#### [Aim of the task]
For each line below, check whether "tigrannajaryan" is present. Report how many lines have it, nothing else.

Exercise data section start

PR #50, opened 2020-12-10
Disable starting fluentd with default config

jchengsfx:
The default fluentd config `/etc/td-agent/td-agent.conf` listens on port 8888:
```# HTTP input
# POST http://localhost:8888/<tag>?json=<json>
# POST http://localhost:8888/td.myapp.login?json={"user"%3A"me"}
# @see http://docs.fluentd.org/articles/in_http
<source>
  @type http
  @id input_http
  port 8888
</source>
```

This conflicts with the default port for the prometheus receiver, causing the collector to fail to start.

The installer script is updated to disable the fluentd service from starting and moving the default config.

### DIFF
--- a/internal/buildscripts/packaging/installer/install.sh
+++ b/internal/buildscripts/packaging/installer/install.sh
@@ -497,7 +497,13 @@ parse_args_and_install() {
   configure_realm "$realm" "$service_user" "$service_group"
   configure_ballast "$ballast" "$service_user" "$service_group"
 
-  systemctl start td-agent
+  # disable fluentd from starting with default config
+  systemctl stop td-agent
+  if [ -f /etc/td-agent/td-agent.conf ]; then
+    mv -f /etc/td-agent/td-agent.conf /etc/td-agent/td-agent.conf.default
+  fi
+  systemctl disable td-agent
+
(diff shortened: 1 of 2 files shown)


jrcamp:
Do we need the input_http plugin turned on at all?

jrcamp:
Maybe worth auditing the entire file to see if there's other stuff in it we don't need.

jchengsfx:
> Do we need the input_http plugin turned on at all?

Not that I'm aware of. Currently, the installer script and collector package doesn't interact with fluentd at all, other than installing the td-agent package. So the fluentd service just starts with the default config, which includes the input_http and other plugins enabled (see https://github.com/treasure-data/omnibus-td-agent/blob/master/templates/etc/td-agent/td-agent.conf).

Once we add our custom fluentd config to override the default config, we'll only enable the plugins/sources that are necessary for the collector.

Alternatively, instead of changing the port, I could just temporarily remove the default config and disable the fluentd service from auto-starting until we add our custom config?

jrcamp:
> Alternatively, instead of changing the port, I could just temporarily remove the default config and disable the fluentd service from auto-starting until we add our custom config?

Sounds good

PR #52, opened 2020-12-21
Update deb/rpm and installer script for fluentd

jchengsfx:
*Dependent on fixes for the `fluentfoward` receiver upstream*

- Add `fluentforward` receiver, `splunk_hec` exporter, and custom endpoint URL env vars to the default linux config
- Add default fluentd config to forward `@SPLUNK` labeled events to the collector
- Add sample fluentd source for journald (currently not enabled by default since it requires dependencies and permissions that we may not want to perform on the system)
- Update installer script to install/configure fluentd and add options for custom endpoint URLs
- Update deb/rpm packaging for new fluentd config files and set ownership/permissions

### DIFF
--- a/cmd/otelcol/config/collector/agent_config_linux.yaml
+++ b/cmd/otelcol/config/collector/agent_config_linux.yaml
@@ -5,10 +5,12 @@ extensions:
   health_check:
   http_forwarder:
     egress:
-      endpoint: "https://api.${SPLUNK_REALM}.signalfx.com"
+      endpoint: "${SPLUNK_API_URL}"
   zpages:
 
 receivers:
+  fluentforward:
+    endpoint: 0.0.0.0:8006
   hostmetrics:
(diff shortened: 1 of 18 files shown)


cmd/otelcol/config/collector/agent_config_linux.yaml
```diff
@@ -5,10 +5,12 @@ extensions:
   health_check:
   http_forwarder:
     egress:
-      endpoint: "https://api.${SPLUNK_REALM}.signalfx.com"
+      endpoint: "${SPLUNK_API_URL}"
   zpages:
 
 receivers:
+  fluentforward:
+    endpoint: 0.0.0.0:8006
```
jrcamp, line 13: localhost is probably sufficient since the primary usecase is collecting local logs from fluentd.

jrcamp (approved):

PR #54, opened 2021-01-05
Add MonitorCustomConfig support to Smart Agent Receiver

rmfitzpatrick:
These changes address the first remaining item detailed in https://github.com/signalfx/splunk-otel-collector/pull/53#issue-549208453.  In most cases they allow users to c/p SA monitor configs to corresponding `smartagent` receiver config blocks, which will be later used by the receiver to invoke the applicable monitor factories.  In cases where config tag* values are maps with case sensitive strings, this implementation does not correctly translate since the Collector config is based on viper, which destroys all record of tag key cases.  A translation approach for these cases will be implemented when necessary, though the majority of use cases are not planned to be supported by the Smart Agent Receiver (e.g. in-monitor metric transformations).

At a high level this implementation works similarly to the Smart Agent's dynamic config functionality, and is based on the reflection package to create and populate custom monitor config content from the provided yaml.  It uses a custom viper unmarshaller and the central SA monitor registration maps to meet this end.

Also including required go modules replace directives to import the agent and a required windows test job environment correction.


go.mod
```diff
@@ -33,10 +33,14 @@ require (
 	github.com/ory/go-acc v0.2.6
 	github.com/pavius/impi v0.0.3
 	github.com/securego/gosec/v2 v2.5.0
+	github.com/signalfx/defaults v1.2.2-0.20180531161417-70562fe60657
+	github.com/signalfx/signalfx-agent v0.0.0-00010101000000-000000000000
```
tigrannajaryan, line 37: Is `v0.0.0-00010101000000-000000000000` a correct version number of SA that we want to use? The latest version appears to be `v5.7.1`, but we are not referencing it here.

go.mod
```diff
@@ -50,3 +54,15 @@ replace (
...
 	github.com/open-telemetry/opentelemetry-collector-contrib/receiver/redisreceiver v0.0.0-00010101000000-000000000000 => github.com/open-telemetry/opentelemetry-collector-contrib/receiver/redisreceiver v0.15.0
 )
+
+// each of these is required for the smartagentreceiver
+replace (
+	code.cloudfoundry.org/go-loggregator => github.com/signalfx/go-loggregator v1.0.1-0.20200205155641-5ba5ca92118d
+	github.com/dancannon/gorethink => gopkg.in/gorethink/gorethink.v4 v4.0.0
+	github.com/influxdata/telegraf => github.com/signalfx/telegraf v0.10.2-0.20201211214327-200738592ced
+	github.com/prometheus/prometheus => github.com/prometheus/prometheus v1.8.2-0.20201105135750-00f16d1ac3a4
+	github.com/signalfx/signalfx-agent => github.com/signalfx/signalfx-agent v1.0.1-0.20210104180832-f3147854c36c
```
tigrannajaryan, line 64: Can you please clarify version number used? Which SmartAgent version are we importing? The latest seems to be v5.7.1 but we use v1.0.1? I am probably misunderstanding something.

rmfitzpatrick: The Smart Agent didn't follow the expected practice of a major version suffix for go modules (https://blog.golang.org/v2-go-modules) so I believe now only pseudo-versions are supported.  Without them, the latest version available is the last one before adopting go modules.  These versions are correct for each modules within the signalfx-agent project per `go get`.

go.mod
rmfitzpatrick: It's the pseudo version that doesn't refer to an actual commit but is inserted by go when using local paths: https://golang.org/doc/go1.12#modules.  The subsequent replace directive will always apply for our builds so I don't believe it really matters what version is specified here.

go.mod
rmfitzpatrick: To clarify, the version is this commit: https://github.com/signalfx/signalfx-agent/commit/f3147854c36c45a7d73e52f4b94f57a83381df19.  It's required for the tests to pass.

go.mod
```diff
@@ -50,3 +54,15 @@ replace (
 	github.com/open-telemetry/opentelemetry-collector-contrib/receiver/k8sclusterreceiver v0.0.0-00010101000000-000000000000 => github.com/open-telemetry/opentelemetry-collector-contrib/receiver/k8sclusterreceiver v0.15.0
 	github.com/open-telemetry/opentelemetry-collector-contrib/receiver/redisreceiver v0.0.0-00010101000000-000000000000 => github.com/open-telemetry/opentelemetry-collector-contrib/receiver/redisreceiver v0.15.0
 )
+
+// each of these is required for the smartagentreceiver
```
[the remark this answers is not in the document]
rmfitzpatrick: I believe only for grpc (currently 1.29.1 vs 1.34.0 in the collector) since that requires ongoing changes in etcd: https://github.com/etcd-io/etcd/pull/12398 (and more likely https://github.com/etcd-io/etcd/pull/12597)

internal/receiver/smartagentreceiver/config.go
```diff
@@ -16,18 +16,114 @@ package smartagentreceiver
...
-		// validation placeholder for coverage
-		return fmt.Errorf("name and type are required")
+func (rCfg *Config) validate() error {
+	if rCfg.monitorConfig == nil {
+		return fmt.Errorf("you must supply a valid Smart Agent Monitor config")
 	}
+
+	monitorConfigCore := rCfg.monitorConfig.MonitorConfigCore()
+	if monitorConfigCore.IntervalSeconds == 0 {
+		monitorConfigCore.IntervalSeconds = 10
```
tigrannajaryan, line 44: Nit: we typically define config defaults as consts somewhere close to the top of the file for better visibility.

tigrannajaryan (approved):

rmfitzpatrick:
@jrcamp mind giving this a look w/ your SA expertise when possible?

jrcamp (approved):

Exercise data section end

#### [Answer box]
4